Solved – Why are most standard goodness of fit tests based only on continuous distributions

chi-squared-testcontinuous datadistributionsvalidation

I tried to search info regarding this fact but I don't really understand why most of the standard goodness of fit tests (e.g. Kolmogorov-Smirnov, Anderson-Darling, a part of the Chi-square test, perhaps!) work only with continuous distributions.

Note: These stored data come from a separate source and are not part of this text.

PR #3434, opened 2026-01-25
:seedling: Test cache reader waits for cache sync

alvaroaleman:
We don't seem to have any test coverage of this at all, change that.

/hold

### DIFF
--- a/pkg/cache/cache_test.go
+++ b/pkg/cache/cache_test.go
@@ -24,6 +24,8 @@ import (
 	"slices"
 	"strconv"
 	"strings"
+	"testing"
+	"testing/synctest"
 	"time"
 
 	. "github.com/onsi/ginkgo/v2"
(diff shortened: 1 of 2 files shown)


pkg/cache/cache_test.go
```diff
@@ -2588,3 +2590,58 @@ func cancelledCtx(ctx context.Context) context.Context {
...
+				go func() {
+					g.Expect(c.Start(ctx)).To(Succeed())
+					close(cacheDone)
+				}()
+				synctest.Wait() // Let the cache finish starting
+				_, err = c.GetInformer(ctx, &corev1.Service{}, cache.BlockUntilSynced(false))
+				g.Expect(err).ToNot(HaveOccurred())
+
+				services := &corev1.ServiceList{}
+				listCtx, listCtxcancel := context.WithTimeout(ctx, time.Second)
```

Can someone help me?
Thank You.

Best Answer

The reason for the KS test is that its generality, e.g. it's usefulness for non-parametric models comes from the definition of the test statistic under the assumption of the CDF being continuous.

Where we define the KS Statistic as

$$D_n(F) = \max\left(D_n^+(F), D_n^-(F)\right)$$

$$D_n^+(F) = \sup_{x \in \mathbb{R}} [F_n(x) - F(x)]$$

(and the reverse for $D_n^-(F)$).

Then under the null $D_n^+(F) = \max_{0 \le i \le n} \left( F_n(x_i) - F(X_{(i)}) \right)$

Recall that under the null $F(X_{(i)})$ is continuous uniform on $(0,1)$ so the distribution of $F$ doesn't matter.

So you can create your own K-S like test for any discrete distribution, but it won't be a generalized test.